I use predominantly 80 grit for finishing PU pre shapes. Sometimes a bit of 40 grit doesn’t go amiss either. If you were going to airbrush it then you would probably want to go to 150 grit before “passing it on”.
It’s hard to come by but if you can get it 220 Brown Japanese screen cloth is amazing stuff. After 40, 60, then 120 screen and a light pass of 220 Japanese cloth and the finish is perfect for a high end airbrush job. I used to use 80 when I first started shaping. However I found that 80 would leave imperfections. I have a Japanese shaper friend that is a perfectionist and use some of the same tools. The problem I have is that other shapers take all my cool planners and sand papers to the point that I don’t have them anymore? I keep my sand paper under lock and key. When I find the Japanese planes that went missing I will keep those under lock and key as well. You being in NZ gives you access to all kinds of cool tools. Japan is a quick trip from Auckland. Try the wood working districts for all kinds of cross over tools. Simons Sanding blocks are pretty cool. I have some XPS sanding blocks as well and their so light while still rigid that they make sanding a breeze. I also use a Balsa wood block with a piece of 2mm neoprene that I wrap a sheet of 60 grit to knock down any high spots before screening.
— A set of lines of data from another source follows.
PR #940, opened 2022-08-04
reaper: check for wedged fuse tasks too

tych0:
We see this a fair amount, so let's try and unwedge these things. This
works for me on some of our hosts in test, which have wedged tasks:

time="2022-08-04T21:08:31Z" level=debug msg="found wedged pidns 2249373 2913cd68-e39e-487c-847a-8698a96f868d"
time="2022-08-04T21:08:31Z" level=debug msg="checking 2250865 for request_wait_answer"
time="2022-08-04T21:08:31Z" level=debug msg="checking 2250917 for request_wait_answer"
time="2022-08-04T21:08:31Z" level=info msg="reaping task 2913cd68-e39e-487c-847a-8698a96f868d because fuse is wedged. fuse minor is: 47"
time="2022-08-04T21:08:31Z" level=info msg="reaping task 2913cd68-e39e-487c-847a-8698a96f868d because fuse is wedged. fuse minor is: 47"
time="2022-08-04T21:08:31Z" level=info msg="reaping task 2913cd68-e39e-487c-847a-8698a96f868d because fuse is wedged. fuse minor is: 47"

### DIFF
--- a/reaper/reaper.go
+++ b/reaper/reaper.go
@@ -139,6 +139,8 @@ func processContainerJSON(ctx context.Context, container types.ContainerJSON, do
 		return fmt.Errorf("Could not determine whether or not process with exe %q / and stat %v was a titus executor", link, stat)
 	}
 
+	checkIfFuseWedgedPidNs(container.State.Pid, taskID)
+
 	l.WithFields(map[string]interface{}{
 		"link": link,
 		"exe":  exe,
--- a/reaper/reaper_linux.go
+++ b/reaper/reaper_linux.go
@@ -1,0 +1,140 @@
+//go:build linux
+// +build linux
+
+package reaper
+
+import (
+	"fmt"
+	"io/ioutil"
+	"os"
+	"strconv"
+	"strings"
+
+	"github.com/moby/sys/mountinfo"
+	"github.com/sirupsen/logrus"
+)
+
+// there is a kernel bug described in:
+// https://lore.kernel.org/all/YrShFXRLtRt6T%2Fj+@risky/ where fuse can cause a
+// pidns exit to deadlock. They symptoms are:
+//
+//    1. pidns pid 1 in S (sleeping) state
+//    2. that pid has zap_pid_ns_processes() in its /proc/pid/stack
+//    3. some fuse mount exists, and one of the threads from that fuse mount is
+//       stuck in fuse's request_wait_answer()
+//
+// if those conditions are true, we need to manually tear down the fuse
+// connection so the pidns can exit and docker doesn't get stuck. we can do
+// this by writing something to
+//
+// 	/sys/fs/fuse/connections/$dev_minor/abort
+//
+// where $dev_minor is the minor number from the fuse superblock mount.
+func checkIfFuseWedgedPidNs(pid int, taskID string) {
+	if !kernelStackHas(pid, "zap_pid_ns_processes") {
+		return
+	}
+	logrus.Debugf("found wedged pidns %d %s", pid, taskID)
+
+	// the kernel has already destroyed the mountinfo for the pidns' init,
+	// since it is pretty far along in do_exit(). we need to keep the tid
+	// of the fuse process around so we can inspect its mountinfo instead.
+	//
+	// ideally we'd use the pids cgroup (i.e. the docker API) here to
+	// figure out what tasks we should look at, but that *also* has been
+	// invalidated and is incorrect at this point. luckily for us the fuse
+	// daemon that's causing this hang in our production case is a child of
+	// init, so we can just look at that.
+	targetTid := 0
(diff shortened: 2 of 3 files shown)


reaper/reaper_linux.go
```diff
@@ -0,0 +1,133 @@
...
+		logrus.Errorf("couldn't read task dir for %d: %v", pid, err)
+		return nil
+	}
+
+	threads := []int{}
+	for _, e := range strings.Fields(string(threadsRaw)) {
+		child, err := strconv.Atoi(e)
+		if err != nil {
+			logrus.Errorf("bad child for %d: %s %v", pid, e, err)
+			return nil
```
fabiokung, line 114: what about a `continue` and just skipping this particular "bad" pid?

reaper/reaper_linux.go
```diff
@@ -0,0 +1,133 @@
...
+		}
+
+		ents, err := ioutil.ReadDir(fmt.Sprintf("/proc/%d/task", child))
+		if err != nil {
+			logrus.Errorf("couldn't read threads for %d: %v", child, err)
+			return nil
```
fabiokung, line 120: same here, `continue`?

reaper/reaper_linux.go
```diff
@@ -0,0 +1,133 @@
...
+		return false
+	}
+
+	// the format of this file has changed somewhat over time; here's a
+	// reasonable guess at e.g.
+	//      [<0>] vfs_read+0x9c/0x1a0
+	return strings.Contains(string(content), function+"+0x")
+}
+
+func childThreadsOfPid(pid int) []int {
```
fabiokung, line 99: minor: comment that this is a shallow search (only direct children), or rename to `directChildThreadsOfPid(pid)`

reaper/reaper_linux.go
```diff
@@ -0,0 +1,133 @@
...
+		ents, err := ioutil.ReadDir(fmt.Sprintf("/proc/%d/task", child))
+		if err != nil {
+			logrus.Errorf("couldn't read threads for %d: %v", child, err)
+			return nil
+		}
+		for _, ent := range ents {
+			tid, err := strconv.Atoi(ent.Name())
+			if err != nil {
+				logrus.Errorf("bad thread for %d: %s %v", child, ent.Name(), err)
+				return nil
```
fabiokung, line 126: same, `continue`?

reaper/reaper_linux.go
```diff
@@ -0,0 +1,133 @@
...
+	// figure out what tasks we should look at, but that *also* has been
+	// invalidated and is incorrect at this point. luckily for us the fuse
+	// daemon that's causing this hang in our production case is a child of
+	// init, so we can just look at that.
+	targetTid := 0
+	for _, tid := range childThreadsOfPid(pid) {
+		logrus.Debugf("checking %d for request_wait_answer", tid)
+		if kernelStackHas(tid, "request_wait_answer") {
+			targetTid = tid
+			break
```
fabiokung, line 53: what's the chance of anyone doing something weird with multiple fuse daemons?

fabiokung (approved):

reaper/reaper_linux.go
tych0: I think we'll pick it up below if everything is in one mount namespace, since we look at all the mount infos (this is just figuring out which thread we can actually use, since the init pid's mountinfo has been freed already).

Containers could create their own mount namespace with multiple fuses, but I haven't seen that in practice with the lockups we're experiencing.

reaper/reaper_linux.go
tych0: yes, all good points. it's a kernel API so it really shouldn't break, but if it does we should try to cleanup whatever we can.

tych0:
One not-so-minor update to this based on additional testing: it now skips aborting the lxcfs mount's connection, which is a fuse filesystem that's bind mounted in from the host.

reaper/reaper.go
```diff
@@ -139,6 +139,8 @@ func processContainerJSON(ctx context.Context, container types.ContainerJSON, do
 		return fmt.Errorf("Could not determine whether or not process with exe %q / and stat %v was a titus executor", link, stat)
 	}
 
+	checkIfFuseWedgedPidNs(container.State.Pid, taskID)
```
solarkennedy, line 142: shouldn't this go as a `else` on line 124?
(we only want to run this if the pid exists)

solarkennedy (approved):

reaper/reaper.go
tych0: `err` could be other things there (EINVAL maybe if things are really screwed up), we check for these non-ENOENT errors on line 126 and early return, so I think this is only called when the pid exists (and when the executor pid exists).

PR #944, opened 2022-08-06
Vpc service gc transition assignment

hechaoli:
# Background

When an `AssignIPV3` API is called with `transitionRequested=true`, it will create a transition assignment if one doesn't already exist. Then VPC tool receives the transition assignment in the response. VPC tool will create a transition namespace and mount it to `/run/transition/<transition-assignment-id>` if one doesn't exist. On one instance, multiple containers using the same branch ENI will share one transition assignment. 

# Problem

Currently, the transition assignments are not recycled. That means, even if a transition assignment is no longer used by any containers, the transition namespace will live on the instance forever and the IP allocated to this transition assignment will not be recycled. This will waste some IPv4 addresses and thus increase the state size.

# Solution

This PR reuses the GC assignment mechanism to also GC transition assignment. Specifically, 
1) In `GCV3` API, set tombstone for all unused transition assignments on the instance in addition to regular assignments. 
2) When VPC tool receives assignments to remove from `GCV3` API response, for regular assignments, tear down the container network as usual; for transition assignments, tear down the transition network namespace.
3) After tearing down the transition network namespace, VPC tool calls `UnassignIPV3` API to eventually delete the transition assignment from VPC service and thus release its IPv4 address.

# Race condition
One race condition to be aware is that, it's possible that when `UnassignIPV3` is called to delete the transition assignment, another concurrent `AssignIPV3` API may decide to reuse it. Because 1) both transition assignment reuse and deletion are in a transaction and 2) the reuse transaction is a serializable transaction, we can cover the case by a) set tombstone to NULL when reusing and b) delete only if tombstone is set.

Then, there are only 2 cases:

## Case 1: Delete then update
|  TX A                                                                                       | TX B                                                                                     |
| -------------------------------------------------------- | ------------------------------------------------------ |
| `UnassignIPV3` deletes transition assignments "t-123"   |                                                                                              |
|                                                                                                  |  `AssignIPV3` updates "t-123" tombstone to be NULL |
|  COMMIT                                                                                 |                                                                                              |
|                                                                                                  |   Rollback since the row is deleted, will retry                   |

## Case 2: Update then delete
|  TX A                                                                                       | TX B                                                                                     |
| -------------------------------------------------------- | ------------------------------------------------------ |
|                                                                                                  | `AssignIPV3` updates "t-123" tombstone to be NULL  |
| `UnassignIPV3` deletes transition assignments "t-123"   |                                                                                              |
|                                                                                                  |  COMMIT                                                                             |
|   Rollback since the tombstone is NULL, will skip               |                                                                                              |

### DIFF
--- a/vpc/service/gc_v3.go
+++ b/vpc/service/gc_v3.go
@@ -109,6 +109,76 @@ func (vpcService *vpcService) GCV3(ctx context.Context, req *vpcapi.GCRequestV3)
 	return resp, nil
 }
 
+// Set gc_tombstone time to now() on any assginments that match the following condition:
+// 1) The assignment uses the given trunk ENI.
+// 2) The assignment_id is not in the given running task list.
+// 3) The assignment has been created for more than 5 minutes.
+// 4) Tha assignment is not a transition assignment.
+// 5) The gc_tombstone is not already set .
+func tombstoneUnusedAssignments(ctx context.Context, tx *sql.Tx, trunkENI string, runningTasks []string) (int64, error) {
+	rowsAffected, err := tx.ExecContext(ctx, `
+WITH unused_assignments AS
+  (SELECT assignments.id
+   FROM branch_eni_attachments
+   JOIN assignments ON branch_eni_attachments.association_id = assignments.branch_eni_association
+   WHERE trunk_eni = $1
+     AND assignments.assignment_id NOT IN
+       (SELECT unnest($2::text[]))
+     AND assignments.created_at < now() - INTERVAL '5 minutes'
+     AND NOT assignments.is_transition_assignment
+     AND assignments.gc_tombstone IS NULL)
+UPDATE assignments
+SET gc_tombstone = now()
+FROM unused_assignments
+WHERE assignments.id = unused_assignments.id
+`, trunkENI, pq.Array(runningTasks))
+	if err != nil {
+		err = fmt.Errorf("Could not tombstone unused assignments: %w", err)
+		return 0, err
+	}
+
+	n, err := rowsAffected.RowsAffected()
+	if err != nil {
+		err = fmt.Errorf("Could not find rows affected: %w", err)
+		return 0, err
+	}
+	return n, nil
+}
+
+// Get all assignments that can be removed. An assignment can be removed if it meets all following conditions:
+// 1) The assignment uses the given trunk ENI.
+// 2) The assignment_id is not in the given running task list.
+// 3) The gc_tombstone on the assignment has been set for more than 30 minutes
+func getAssignmentsToRemove(ctx context.Context, tx *sql.Tx, trunkENI string, runningTasks []string) ([]string, error) {
+	rows, err := tx.QueryContext(ctx, `
+	SELECT assignment_id
+	FROM branch_eni_attachments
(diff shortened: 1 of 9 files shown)


vpc/tool/container2/setup_container_linux.go
```diff
@@ -762,6 +762,48 @@ func TeardownNetwork(ctx context.Context, assignment *vpcapi.AssignIPResponseV3)
...
+func TeardownTransitionNetwork(ctx context.Context, transitionNamespaceDir string, transitionNamespaceID string) error {
+	logger.G(ctx).Infof("Tearing down transition network %s", transitionNamespaceID)
+	_, cleanup, err := transition.LockTransitionNamespaces(ctx, transitionNamespaceDir)
+	if err != nil {
+		return fmt.Errorf("Could not lock transition namespace dir: %w", err)
+	}
+	defer cleanup()
+
+	filePath := filepath.Join(transitionNamespaceDir, transitionNamespaceID)
+	err = unix.Unmount(filePath, unix.MNT_DETACH)
```
tych0, line 775: Is a MNT_DETACH required here? If we don't actually unmount here, will that cause any problems with interface destruction?

vpc/service/gc_v3.go
```diff
@@ -106,9 +106,123 @@ func (vpcService *vpcService) GCV3(ctx context.Context, req *vpcapi.GCRequestV3)
...
+		unused_transition_assignments AS (
+			SELECT assignments.id 
+			FROM assignments
+			JOIN branch_eni_attachments ON branch_eni_attachments.association_id = assignments.branch_eni_association
+			WHERE trunk_eni = $1
+			AND assignments.is_transition_assignment
+			AND NOT EXISTS (
+				SELECT id from used_transition_assignments where used_transition_assignments.id = assignments.id
+			)
+			AND assignments.transition_last_used < now() - INTERVAL '5 minutes'
```
aloktiagi, line 172: Until we have a way to have a unique transition assignment per instance/trunk-eni/sg, do you think it might be better for this to be some value greater than 5 mins? Could we run into a situation where we end up having multiple transition assignments created over and over again?

vpc/tool/container2/setup_container_linux.go
hechaoli: Good question. I think it's not required. Because when this is called, it shouldn't be used by any container.

vpc/service/gc_v3.go
hechaoli: Good question. Note that there are 2 time durations to be aware of in a GC process. This applies to both regular and transition assignment GC. 
* 5 minutes (here): When an assignment is unused, mark `gc_timestone` only after it hasn't been used for 5 minutes.
* 30 minutes (see the query in `getAssignmentsToRemove` function): Once an assignment is marked for GC, return it in `GCV3` response so that VPC tool will tear down the network only after 30 minutes. 

As a result, an assignment will only be deleted 35 minutes after it's unused. I think that's enough time to wait before GC.

aloktiagi: Sounds good!

aloktiagi (approved):

tych0 (approved):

The key is no to produce any distortions. I’ve seen a lot of different shapers finish boards perfectly. All very skilled and all using different methods. In the end I guess it’s whatever your most comfortable with?
I will keep an eye out for the Japanese stuff and thanks for the tip. I’ve been pondering the idea of tossing my foam shaping blocks in favour of just plain 'ole wood and sandpaper for a lot of the work. Will still be using sandpaper to finish the rails but I’m leaning towards hard tools for removing the machine marks and a lot of the blending. Have tried using a wooden concrete float a couple of times now and it fits most places pretty good. It also has the advantage of a handle already attached. Just take a couple of self adhesive sandpaper discs and stick on. When they’re worse for wear just peel off and apply new paper. For the tighter areas just use a narrower block of wood. Seems to be working pretty good for me so far.
I was thinking it might be something like 60, 120 and 220, so not too far off. Most hand sanding I have seen was using one of those big rubber pads, but I can see the advantage of having a sanding block with less flex to clean up a machine cut.
Computer designed boards are a lot more complicated than they first appear, but that’s another thread.
60 grit to take down the grooves would be way to slow. 40 grit is faster. Some shapers use a 7" sander with a soft pad to knock down the grooves. I don’t do it any more and I take an extra five minutes and block them out by hand. The key is not to distort the preshape.